New AML Regulations Published

  • Andy Holton
  • 8 January 2020 11:07

The Money Laundering and Terrorist Financing (Amendment) Regulations 2019 were laid before Parliament on 20 December 2019 and, with a couple of exceptions, come into force on 10 January 2020. These Regulations amend rather than replace the 2017 Regulations.

As with the 2017 Regulations the amendments have been issued with very little time to implement the required changes before the effective date. Also, at the time of writing, updated CCAB guidance is not yet available.

A copy of the new Regulations can be downloaded from the website here.

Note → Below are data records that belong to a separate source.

PR #1849, opened 2018-07-30
Fix build for unusual protobuf environments

vsbogd:
Use ```protoc``` executable and Protobuf include path found by Protobuf
cmake module instead of relying that they are located in standard places.


linas:
I'm merging this, without testing. My general impression is that this subsystem needs redesign, or needs to be marked obsolete, or something.   I might be confused, but if I recall correctly, this was designed to move data to and from the Java Neo4J graph database.  However, that backend never worked well... and probably does not work at all, currently.

I'm also uncertain as to whether or not the agi-bio guys are using this interface to talk to the atomspace, so it cannot be marked obsolete without asking around.

PR #1850, opened 2018-07-31
Update GearmanUTest cmake configuration

AmeBel:
Depends on https://github.com/opencog/cogutil/pull/122


ferrouswheel:
I mention this on another commit, but it seems to have been eaten...

This test is leaving `gearmand` running after the test... tests should clean up after themselves and not leave processes running the background.

pennachin:
To be precise, since the test checks whether gearmand is runnig -- it should clean up only if it had to start it.

AmeBel:
ok will update it

AmeBel:
Done by https://github.com/opencog/atomspace/pull/1852

PR #1867, opened 2018-09-16
add cog-

soulbliss:
addressing issue #1836

tv-mean 	 --->  cog-tv-mean

tv-conf		--->   cog-tv-conf	

tv-count	--->	cog-tv-count

made these changes in the atomspace repo.
will be doing the same in other repos of opencog.

### DIFF
--- a/opencog/scm/opencog/base/utilities.scm
+++ b/opencog/scm/opencog/base/utilities.scm
@@ -77,7 +77,7 @@
 (define-public (etv pos-count total-count) (cog-new-etv pos-count total-count))
 
 ; Fetch the mean, confidence and count of a TV.
-(define-public (tv-mean TV)
+(define-public (cog-tv-mean TV)
 "
   Warning: this function is obsolete, use cog-tv-mean instead
 
@@ -87,7 +87,7 @@
 	(cog-tv-mean TV)
 )
 
-(define-public (tv-conf TV)
+(define-public (cog-tv-conf TV)
 "
   Warning: this function is obsolete, use cog-tv-confidence instead
 
@@ -108,7 +108,7 @@
 ;
 ; Simple truth values won't have a count. Its faster to just check
 ; for #f than to call (cog-ctv? tv)
-(define-public (tv-count TV)
+(define-public (cog-tv-count TV)
 "
   Warning: this function is obsolete, use cog-tv-count instead
 
@@ -1278,10 +1278,10 @@
 'itv
 'ctv
 'etv
-'tv-mean
-'tv-conf
+'cog-tv-mean
+'cog-tv-conf
 'tv-non-null-conf?
-'tv-count
+'cog-tv-count
 'gar
 'gdr
 'gadr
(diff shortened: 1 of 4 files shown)


opencog/scm/opencog/base/utilities.scm
```diff
@@ -77,7 +77,7 @@
 (define-public (etv pos-count total-count) (cog-new-etv pos-count total-count))
 
 ; Fetch the mean, confidence and count of a TV.
-(define-public (tv-mean TV)
+(define-public (cog-tv-mean TV)
 "
```
linas: ahem, cough cough cough.   Did you actually look at what you are doing? 

This defines a backwards-compatibility function. You just changed it to call itself, in an infinite-recursive way.

linas:
The changes to the rule-engine test files make sense, The other changes do no. Can you create a pull req for the rule-engine tests, only?

tests/scm/SCMExecutionOutputUTest.cxxtest
```diff
@@ -221,8 +221,8 @@ void SCMExecutionOutputUTest::test_recursive(void)
 		"(define (make-queen x)"
 		"   (InheritanceLink x (ConceptNode \"queen\")))"
 		"(define (stv mean conf) (cog-new-stv mean conf))"
-		"(define (tv-mean tv) (assoc-ref (cog-tv->alist tv) 'mean))"
-		"(define (tv-conf tv) (assoc-ref (cog-tv->alist tv) 'confidence))"
+		"(define (cog-tv-mean tv) (assoc-ref (cog-tv->alist tv) 'mean))"
+		"(define (cog-tv-conf tv) (assoc-ref (cog-tv->alist tv) 'confidence))"
```
linas: Again, this is just plain wrong.

linas:
I'm going to close this pull req, for now; please create a new one, for the rule-engine unit tests, only.

tests/scm/SCMExecutionOutputUTest.cxxtest
```diff
@@ -231,18 +231,18 @@ void SCMExecutionOutputUTest::test_recursive(void)
 	eval->eval(
 		"(define (royal-incr atom cnt)"
 		"   (cog-set-tv! atom"
-		"       (stv (+ (tv-mean (cog-tv atom)) cnt)"
-		"           (tv-conf (cog-tv atom)))))"
+		"       (stv (+ (cog-tv-mean (cog-tv atom)) cnt)"
```
soulbliss: are the changes made from here on till the last one, also incorrect?

linas: Hmm. Its ... well, its a coin-flip.  The unit test defined a custom version of `tv-mean`, which just happened to do exactly the same thing as the "official" version.  The reason for doing this is because the unit test was old, and it was trying to avoid having to load `utilities.scm`.  What should we do now? There are two choices:

1) continue to define a custom version of `tv-mean` and use that customer version in the body of the test.

2) Remove the definition of `tv-mean` and use `cog-tv-mean` in the body of the text.

Either 1) or 2) is OK, I guess. I have a slight preference for 1) because it tests a more obscure code path, which is probably not tested anywhere else. On the other hand, 2) makes the unit test easier to understand.  So its a coin-flip.

linas: BTW, you have run the unit tests, and they pass, right?

PR #1875, opened 2018-10-02

ngeiswei:
I'm thinking of attempting to merge singnet/atomspace into opencog/atomspace every month or two just to be sure that they do not diverge too much.

@linas you may want to have a look at it, although frankly nothing is really touching the atomspace core code. Here are the following changes 

1. Improve URE
2. Improve Haskell bindings
3. Improve calling C function from ExecutionOutput or Evaluation links

You're probably only interested in the last item, maybe.

I tested it on opencog and it doesn't seem to make any unit tests fail (`AttentionParamQueryUTest` fails but it already did before).


linas:
This particular merge request did not contain any changes worth arguing about.

However, I'm concerned that we're using a new methodology for code development, that we never talked about.  I did talk to Cassio about this; he promised me that there would NOT be any development happening in the singnet forks, and yet clearly, here we are, and there is. 

There are both good and bad things that can come out of this style of software development.   I am not reviewing the bug reports and pull reqs in singnet, I'm effectively cut out of the loop, removed from the day-to-day operations in the code base.  I really really don't like it that this was done without anyone having the grace to tell me; it is a de facto a political coup, a maneuver, and frankly it sucks. I fundamentally believe that conducting affairs in such a low-down, under-handed kind of way is bad; it's not constructive, its not positive, its not the kind of behavior patterns I want to be around.

Anyway, there's some good things that come out of the reorganization.  By no longer being involved in the day-to-day development of the code, I have more time for other things. And that's cool.  It does require me to trust that what is going on in the singnet side is good: That means I have to trust you and Vitaly, and I think I mostly do trust you two.

There is a risk, however, that there will be some future pull request that will contain 9 good new features, and one very objectionable one. It is not entirely clear how that can be resolved.  For now, we can play it by ear, and see what happens.

ngeiswei:
Yeah, I also feel ambivalent about it, but I'm taking it as an experiment. It has good aspects like we're freer to experiment with more stringent forms of continuous integration on singnet. And bad aspects like we run into the risk of building up conflicting changes (which should be mitigated if we stay in sync relatively often).

I'm not worried too much about the atomspace repo because we're making an effort (@vsbogd et al and I) at only touching portions that do not affect the atomspace core, and working on `opencog/atomspace` otherwise. I'm more worried about the opencog repo which seems to have already somewhat diverged.

linas:
OK, we'll play it by ear.

PR #1877, opened 2018-10-03
Add opencog test runner that works with ctest

AmeBel:
This makes it easy to write scheme tests without having to write c++ codes. See included unit tests for examples.

Depends on https://github.com/opencog/cogutil/pull/131

### DIFF
--- a/opencog/scm/opencog/base/utilities.scm
+++ b/opencog/scm/opencog/base/utilities.scm
@@ -62,7 +62,6 @@
 ;
 
 (use-modules (srfi srfi-1))
-(use-modules (srfi srfi-64))  ; For opencog-test-runner
 (use-modules (ice-9 threads))  ; needed for par-map par-for-each
 
 ; See below; the compiler step is not needed for guile-2.1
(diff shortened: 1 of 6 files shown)


opencog/scm/opencog/base/utilities.scm
```diff
@@ -1277,6 +1278,49 @@
...
+    (test-begin \"Name of the test suite\")
+    (test-assert ...)
+    ...
+    ...
+    (test-end \"Name of the test suite\")
+    ; Any code written after 'test-end' is called will not be run as
+    ; 'test-end calls 'exit'.
+
+  For details on the apis for writing srfi-64 test-suites see
+  https://srfi.schemers.org/srfi-64/srfi-64.html
```
noskill: It looks like the site is down

linas: It works for me, right now.

AmeBel:
Added the (opencog test-runner) module.

opencog/scm/opencog/base/utilities.scm
noskill: Works for me too

PR #1878, opened 2018-10-03
Unit test for EvaluationLink retaining default TV in pattern matcher

noskill:
Run cog-execute! with BindLink returning virtual evaluation link, check that returned evaluation link retains default truth value. See the discussion in issue #1868

### DIFF
--- a/tests/query/CMakeLists.txt
+++ b/tests/query/CMakeLists.txt
@@ -42,6 +42,7 @@ IF (HAVE_GUILE)
 	ADD_CXXTEST(ImplicationUTest)
 	ADD_CXXTEST(ExecutionOutputUTest)
 	ADD_CXXTEST(BindTVUTest)
+	ADD_CXXTEST(EvalLinkDefaultTVUTest)
 	ADD_CXXTEST(BuggyStackUTest)
 	ADD_CXXTEST(VarTypeNotUTest)
 	ADD_CXXTEST(BuggyNotUTest)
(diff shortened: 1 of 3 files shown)


linas:
It's not obvious that adding this unit test is a good idea.  Why?  The unit test suggests that there is a promise, from now until forever, that the EvaluationLink will work in this certain way.  That future users of the EvaluationLink can depend on getting exactly this behavior.  That some important application will break if this unit test fails. 

But is there some important application that will fail, if this unit test breaks? Not that I can see; nothing in #1868 depended or required this behavior.

Do we really want to commit to EvaluationLink working in exactly this way, forever more?  I made a strong argument that we should, because that is the way that the pattern matcher works.   I want the pattern matcher to use crisp-logic. I also want "cached results" to be multi-thread (multi-user)-consistent, which means the TV should not be set (because then different users would see different values in a racey way).  So, yes, right now I feel pretty strongly that the TV should not be set.

But do we actually need to nail this down, specify an exact behavior, right now? Can't we leave the behavior "undefined"? Maybe there will be a good reason to change it, in the future.  Leaving it "undefined" gives more freedom in the future.

(Side remark; hitchhikers-guide-to-the-galaxy: the larger the number of possible alternative futures in front of you, the greater your chances of survival. Having few, or having no choices is a dangerous place to be.  This is a deep observation about nature.)

noskill:
@linas We would like to use workaround suggested by Nil in #1868, likely till better solution - getting rid of truth values in pattern matcher is ready. This unit test should allow us to notice if someone is going to break current behavior, it shouldn't prevent changes, one just would modify the unit test as well.

ngeiswei:
@noskill maybe just add a comment explaining that in `EvalLinkDefaultTVUTest`, pointing to https://github.com/opencog/atomspace/issues/1868 , etc, to help our future selves ;-).

noskill:
@ngeiswei Sure!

The main changes to the Regulations that are of direct relevance to accountancy firms are:

  • The definition of tax adviser has been extended from simply providing advice about the tax affairs of other persons to include material aid, or assistance or advice, in connection with the tax affairs of other persons, whether provided directly or through a third party. This will impact firm’s that work closely with a third party such as a solicitor or IFA.
  • A firm’s policies, controls and procedures must include the measures taken to address the impact of new products and new business practices (including new delivery mechanisms) as well as the current requirement to address new technology.
  • The requirement to ensure relevant employees are trained properly is extended to any agents (such as sub-contractors) used by the firm.
  • CDD must be updated where the firm has a legal duty to contact a client for the purpose of reviving information relevant to the risk assessment or that relates to beneficial ownership or control.
  • There is now an explicit requirement to understand the ownership and control structure where the client is an entity. This is not new, it is just now stated explicitly as a requirement.
  • There are more rigorous checking and documentation requirements where a firm is unable to identify the beneficial owners and has treated the senior person in an entity as the beneficial owner.
  • Electronic identification is explicitly stated as being a reliable source of evidence provided certain conditions are met. Note that this does not mean that electronic identification is required.
  • For entities required to maintain a PSC register, there is a requirement to review that register and report any discrepancies to the registry. So, in the case of a company or LLP any discrepancies would have to be reported to Companies House.
  • The requirement to apply enhanced due diligence now applies where a transaction is complex or unusually large, there is an unusual pattern of transactions or they have no apparent economic or legal purpose. The change is to amend the ‘and’s in the previous version to ‘or’s meaning that any one of the above factors can trigger enhanced due diligence rather than needing a combination.
  • The approach to high risk countries is more specific and the enhanced due diligence required set out in more detail.
  • The registration requirements for trusts without tax consequences will be set out in separate regulations.

Other changes that may be relevant to a firm’s clients include extension of the regulated sector for AML purposes to include:

  • Cryptoasset exchange providers and custodian wallet providers with regulation by the FCA.
  • Letting agents in cases where a property is let for a month or more and the monthly rent during at least part of the term is equivalent to 10,000 euros or more. Regulation will be by a professional body or HMRC.
  • Art market participants (storing, trading in or acting as an intermediary in the sale or purchase of works of art) where the value of the transaction or a series of linked transactions is 10,000 euros or more. Regulation will be by HMRC.

A more detailed analysis of the changes will be circulated to subscribers of the Mercia authored AML systems pending issue of the updated CCAB guidance. However, we do not intend to update those systems until the updated CCAB guidance is issued.